At Level 5, we believe we can deliver the benefits of self-driving technology sooner by working together. We share data to empower the research community to accelerate machine learning innovation. Self-driving is too big – and too important — an endeavor for any one team to solve alone.
The road to autonomous driving.
Enter the Motion Prediction Competition
Experiment with the largest-ever self-driving Prediction Dataset to build motion prediction models and compete for $30K in prizes.
01
Prediction Dataset
Train motion prediction models with the largest collection of prediction data released to date. The dataset includes the logs of over 1,000 hours of movement of various traffic agents—such as cars, cyclists, and pedestrians—that our autonomous fleet encountered on Palo Alto routes.
02
Perception Dataset
Use raw camera and lidar inputs from our fleet of autonomous vehicles to train perception systems.

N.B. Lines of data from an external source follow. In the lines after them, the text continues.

PR #1849, opened 2020-08-18
added ou:position and a few secondary props

invisig0th:


synapse/models/orgs.py
```diff
@@ -155,6 +158,26 @@ def getModelDefs(self):
                     ('url', ('inet:url', {}), {
                         'doc': 'The primary url for the organization.',
                     }),
+                    ('subs', ('array', {'type': 'ou:org'}), {
+                        'doc': 'An array of sub-orgnizations.'
```
whippit, line 162: spelling

PR #2594, opened 2022-03-15
Model conversion for crypto hashes and geo:place:name population and crypto payment transactions (SYN-3375)

invisig0th:


synapse/cortex.py
```diff
@@ -1349,6 +1357,29 @@ async def initServicePassive(self):
...
+                if item[0] in ('print', ):
+                    logger.debug(f'Hotfix message: {item[1].get("mesg")}')
+                    continue
+                if item[0] in ('warn', ):
+                    logger.warning(f'Hotfix message: {item[1].get("mesg")}')
+                    continue
+                if item[0] in ('err', ):
+                    logger.error(f'Hotfix error: {item}')
+
+        fut = self.schedCoro(hotfixes())
```
invisig0th, line 1377: Why are we running this in a schedCoro() ( and then doing crazy racy sleep loop stuff? ) :)

Cisphyx (approved):

PR #2598, opened 2022-03-16
BUGFIX: Update cached enabled status on dmon start/stop

invisig0th:


synapse/lib/stormtypes.py
```diff
@@ -619,8 +619,7 @@ async def _libDmonStop(self, iden):
         viewiden = ddef['stormopts']['view']
         self.runt.confirm(('dmon', 'add'), gateiden=viewiden)
 
-        await self.runt.snap.core.disableStormDmon(iden)
-        return True
+        return await self.runt.snap.core.disableStormDmon(iden)
```
Cisphyx, line 622: The docs state that this always returns 'True', any concern about backward compatibility here or should we update them since they can return 'False' now?

invisig0th: Good catch.  I'd consider it a bug if the API was to return True when it didnt' do anything, so i'll update the docs.

Cisphyx (approved):

PR #2601, opened 2022-03-17
Prevent adding duplicate univ props (SYN-3253)

Cisphyx:


synapse/cortex.py
```diff
@@ -2579,13 +2579,20 @@ async def watch(self, wdef):
...
-    @s_nexus.Pusher.onPushAuto('model:univ:add')
     async def addUnivProp(self, name, tdef, info):
         # the loading function does the actual validation...
         if not name.startswith('_'):
             mesg = 'ext univ name must start with "_"'
             raise s_exc.BadPropDef(name=name, mesg=mesg)
 
+        base = '.' + name
+        if base in self.model.props:
+            raise s_exc.DupPropName(mesg=f'Cannot add duplicate universal property {name}',
```
vEpiphyte, line 2590: shouldn't we include the `base` here so its clear it a universal property?

invisig0th: it says "universal property" but yea, it might be better to have the . prefix

invisig0th (approved):

PR #2604, opened 2022-03-21
Visi crypto hashes stormrev

vEpiphyte:


synapse/lib/modelrev.py
```diff
@@ -388,6 +388,92 @@ async def save():
...
+                    continue
+                if item[0] in ('warn',):
+                    logger.warning(f'Storm warning: {item[1].get("mesg")}')
+                    continue
+                if item[0] in ('err',):
+                    # Should this raise?
+                        logger.error(f'Storm error: {item}')
+
+        await self.core._enableMigrationMode()
+        fut = self.core.schedCoro(_runStorm())
```
invisig0th, line 473: could we please await this rather than assigning it

invisig0th (changes requested):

To supplement the data, we’ve included human-labeled 3D bounding boxes of traffic agents and an underlying HD spatial semantic map.
Data Collection
Level 5’s in-house sensor suite
Lidar
Our vehicles are equipped with 40 and 64-beam lidars on the roof and bumper. They have an Azimuth resolution of 0.2 degrees and jointly produce ~216,000 points at 10 Hz. Firing directions of all lidars are synchronized.
Camera
Our vehicles are also equipped with six 360° cameras built in-house. One long-focal camera points upward. Cameras are synchronized with the lidar so the beam is at the center of each camera’s field of view when images are captured.
Dataset Features
Real-world data from our autonomous fleet
High-definition semantic map
The datasets include a high-definition semantic map to provide context about traffic agents and their motion. The map features over 4,000 manually annotated semantic elements, including lane segments, pedestrian crosswalks, stop signs, parking zones, speed bumps, and speed humps. All semantic map elements are registered to an underlying geometric map so their locations are clear.
Variety of conditions
Datasets include elements from real-world scenarios, including vehicles, pedestrians, intersections, and multi-lane traffic.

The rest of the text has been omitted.